Now if $19\ge x\ge 5$ , the last three digits of $(10x-3)^5$ will be $50x-3^5$ , so we perform the calculation

$\frac{\text{Last Three Digits}+3^5}{5}-3=\frac{(50x-3^5)+3^5}{5}-3=10x-3.$

As an example, if we wish to find the fifth root of $8,587,340,257$ , we take the last three digits, $257$ , and using the formula above get $\frac{257+3^5}{5}-3=97$ , which is indeed the fifth root.

However, if $0\le x\le 4$ , then $50x-3^5<0$ , and therefore the last three digits will be $(50x-3^5+1000)$ . In this case, we subtract $1000$ from our initial calculation to get:

$\frac{\text{Last Three Digits}-1000+3^5}{5}-3.$

As an example, if we want to find the fifth root of $69,343,957$ , since $957+3^5>1000$ , we use the calculation from the second case to get a fifth root of $\frac{957-1000+3^5}{5}-3=37.$

Units digit 9 case

Finally, if a number ends in a $9$ , then it can be represented in the form $10x-1$ , where $0\le x\le 19$ . By the same logic as before, we see that

$(10x-1)^5\equiv \binom{5}{4}\cdot 10x\cdot (-1)^4+\binom{5}{5}\cdot (-1)^5\pmod{1000}\equiv 50x-1\pmod{1000}.$

Therefore, to recover the original number, we can perform the following calculation:

$\frac{\text{Last Three Digits}+1}{5}-1=\frac{50x-1+1}{5}-1=10x-1$ .

As an example, if we want to find the fifth root of $282,475,249$ , we take the last three digits, $249$ , and perform the calculation above to get a fifth root of $\frac{249+1}{5}-1=49$ .

Practice Problems

Here are some practice problems to test out your understanding of this method.

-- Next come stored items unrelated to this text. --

PR #424, opened 2022-08-25
RFC: FunctionType for tf.function

faizan-m:


faizan-m:
@ematejska do you think it is ok to merge this PR now?

PR #434, opened 2022-10-25
RFC: API to synchronize devices

reedwm:
| **RFC #**     | [NNN](https://github.com/tensorflow/community/pull/NNN) (update when you have community PR #)|
| **Author(s)** | Reed Wanderman-Milne (reedwm@google.com), Jonathan Dekhtiar (jdekhtiar@nvidia.com) |
| **Sponsor**   | Rohan Jain (rohanj@google.com)                       |
| **Updated**   | 2022-10-25                                           |

## Objective

This document proposes a simple API to synchronize TensorFlow devices: `tf.sync_devices()`. This is important in accurately measuring execution time in TensorFlow GPU benchmarks, especially in microbenchmarks.

/CC @DEKHTIARJonathan @rohan100jain

### DIFF
--- a/rfcs/20221025-sync-devices.md
+++ b/rfcs/20221025-sync-devices.md
@@ -4,8 +4,8 @@
 :-------------- |:---------------------------------------------------- |
 | **RFC #**     | [NNN](https://github.com/tensorflow/community/pull/NNN) (update when you have community PR #)|
 | **Author(s)** | Reed Wanderman-Milne (reedwm@google.com), Jonathan Dekhtiar (jdekhtiar@nvidia.com) |
-| **Sponsor**   |                                                      |
-| **Updated**   | 2022-10-24                                           |
+| **Sponsor**   | Rohan Jain (rohanj@google.com)                       |
+| **Updated**   | 2022-10-25                                           |
 
 ## Objective
 
--- a/rfcs/20221024-sync-devices.md
+++ b/rfcs/20221024-sync-devices.md
@@ -1,0 +1,91 @@
+# API to synchronize devices
+
+| Status        | Proposed                                             |
+:-------------- |:---------------------------------------------------- |
+| **RFC #**     | [NNN](https://github.com/tensorflow/community/pull/NNN) (update when you have community PR #)|
+| **Author(s)** | Reed Wanderman-Milne (reedwm@google.com), Jonathan Dekhtiar (jdekhtiar@nvidia.com) |
+| **Sponsor**   |                                                      |
+| **Updated**   | 2022-10-24                                           |
+
+## Objective
+
+This document proposes a simple API to synchronize TensorFlow devices: `tf.sync_devices()`. This is important in accurately measuring execution time in TensorFlow GPU benchmarks, especially in microbenchmarks.
+
+## Motivation
+
+TensorFlow runs GPU ops asynchronously. This means when a user calls an op, the op will return to the user before the GPU actually finishes computing the output. Unfortunately, this causes issues when measuring performance during a benchmark. For example, the following program tries to measure how long a matrix multiplication takes, but significantly underestimates the time taken because the matmul is still running asynchronously on the GPU even after `tf.linalg.matmul` returns.
+
+```python
+start = time.time()
+y = tf.linalg.matmul(x, x)
+print(f'Time taken: {time.time() - start}')
+```
+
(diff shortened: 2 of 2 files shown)


rfcs/20221025-sync-devices.md
```diff
@@ -0,0 +1,91 @@
...
+| Status        | Proposed                                             |
+:-------------- |:---------------------------------------------------- |
+| **RFC #**     | [434](https://github.com/tensorflow/community/pull/434) |
+| **Author(s)** | Reed Wanderman-Milne (reedwm@google.com), Jonathan Dekhtiar (jdekhtiar@nvidia.com) |
+| **Sponsor**   | Rohan Jain (rohanj@google.com)                       |
+| **Updated**   | 2022-10-25                                           |
+
+## Objective
+
+This document proposes a simple API to synchronize TensorFlow devices: `tf.sync_devices()`. This is important in accurately measuring execution time in TensorFlow GPU benchmarks, especially in microbenchmarks.
```
sun51, line 12: Can we put into this namespace. tf.config.experimental.sync_devices()?

rfcs/20221025-sync-devices.md
```diff
@@ -0,0 +1,91 @@
...
+
+TensorFlow runs GPU ops asynchronously. This means when a user calls an op, the op will return to the user before the GPU actually finishes computing the output. Unfortunately, this causes issues when measuring performance during a benchmark. For example, the following program tries to measure how long a matrix multiplication takes, but significantly underestimates the time taken because the matmul is still running asynchronously on the GPU even after `tf.linalg.matmul` returns.
+
+```python
+start = time.time()
+y = tf.linalg.matmul(x, x)
+print(f'Time taken: {time.time() - start}')
+```
+
+This can be fixed by calling `y.numpy()` which forces the Python thread to wait until the matmul finishes, but this also adds a device-to-host transfer. The benchmark only wants to measure the matmul time, not the device transfer time.
```
sun51, line 24: what are you trying to measure exactly?  because when we call tf.matmul(), even with sync, it also includes all the Python overhead, C++ launch overhead, and then GPU execution time.

rfcs/20221025-sync-devices.md
DEKHTIARJonathan: @sun51 It is not a config call. It could be call at every iterations:

```python
for step in range(NUM_STEPS):
   data = ds_iter.next()
   start_t = time.time()
   rslt = model(data)
   tf.sync_devices()
   print(f"Time: {time.time() - start_t}")
```

I don't think `config` is the appropriate namespace for such an API.

rfcs/20221025-sync-devices.md
DEKHTIARJonathan: The idea is to measure step time (including all the potential overheads) fron start to finish.
Having the most accurate picture from start to finish of a single "step" or "compute unit". Without having to force a `.numpy()` that would memcpyDtoH.

See: https://github.com/tensorflow/community/blob/1fbc2877e154973cbc37d0405e94cb18852e67cd/rfcs/20221025-sync-devices.md#motivation

rfcs/20221025-sync-devices.md
sun51: It is actually changing the setting of runtime.  Meanwhile,  I am still not quite clear about the semantics of this API.  In the above case, model() will include many ops,  it is called  before the tf.sync_device() is even called. How does this work?   Once you sync device, can you set to normal config(async) later?

DEKHTIARJonathan: I think you there is a misunderstanding on how the API works.
> It is actually changing the configuration of runtime.

No, the API introduces a blocking call that awaits for the OPs scheduled on every devices to be cleared. There is no "configuration" being updated or modified. It's just an API call that awaits for the GPUs to be done. Hence this has nothing to do in the `config` namespace IMHO.

sun51: chatted with reed, put into tf.test.XXX namespace is something we both think reasonable.

reedwm: Sorry for the delay, I edited the RFC to put under tf.test.sync_devices.

sun51:
LGTM, thanks

sun51 (approved):

DEKHTIARJonathan:
@reedwm can you please link the commit that adds the feature or the PR/CL here ?

Thanks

I highly recommend reviewing the sections above as you work through these tricky examples! As a hint, pay attention tot he last three digits!

Find the fifth root of $161,051$ .
Find the fifth root of $6,436,343$ .
Find the fifth root of $90,224,199$ .
Find the fifth root of $14,348,907$ .
Find the fifth root of $16,850,581,551$ .
Find the fifth root of $41,615,795,893$ .

Generalizing to larger numbers

This trick will work for all odd fifth powers ending in a $1,3,7,$ or $9$ up until $200^5=3.2 \cdot 10^{11}$ . If we start with a number between $200$ and $400$ , then the range for the fifth power is between $3.2\cdot 10^{11}$ and $1.024\cdot 10^{13}$ . In this case, we can use the same trick as above, to get a number between $1$ and $200$ , and then add $200$ to the final result.

For example, if someone tells us to find the fifth root of $3,973,195,810,651$ , we see this number is approximately $3.9\cdot 10^{12}$ , therefore the fifth root must be between $200$ and $400$ . Using the same trick as before, we see that the number mod $200$ must be $\frac{651-1}{5}+1=131$ , and adding $200$ to bring us into the correct range gives us $331$ (you can verify this is the fifth root of the original number using WolframAlpha).

In general, the fifth powers fall into the ranges given in the table below.

As a quick example, suppose you’re told to find the fifth root of $377,571,474,600,343$ . Using the table above, you know this number is approximately $3.776\cdot 10^{14}$ , which is in the bottom-most row, therefore the number which was cubed was between $800$ to $1000$ . We look at the last three digits, $343$ , and since the number ends in $3$ , perform the calculation $\frac{343-3^5}{5}+3=23$ to determine the mod $200$ residue of our number. We then add $800$ to get our number into the desired range, and find the fifth root is $823$ .

Practice Problems with Larger Numbers

Find the fifth root of $481,170,140,857$ .
Find the fifth root of $3,303,341,057,599$ .
Find the fifth root of $14,195,130,030,907$ .
Find the fifth root of $78,410,163,603,001$ .
Find the fifth root of $872,095,812,856,093$ .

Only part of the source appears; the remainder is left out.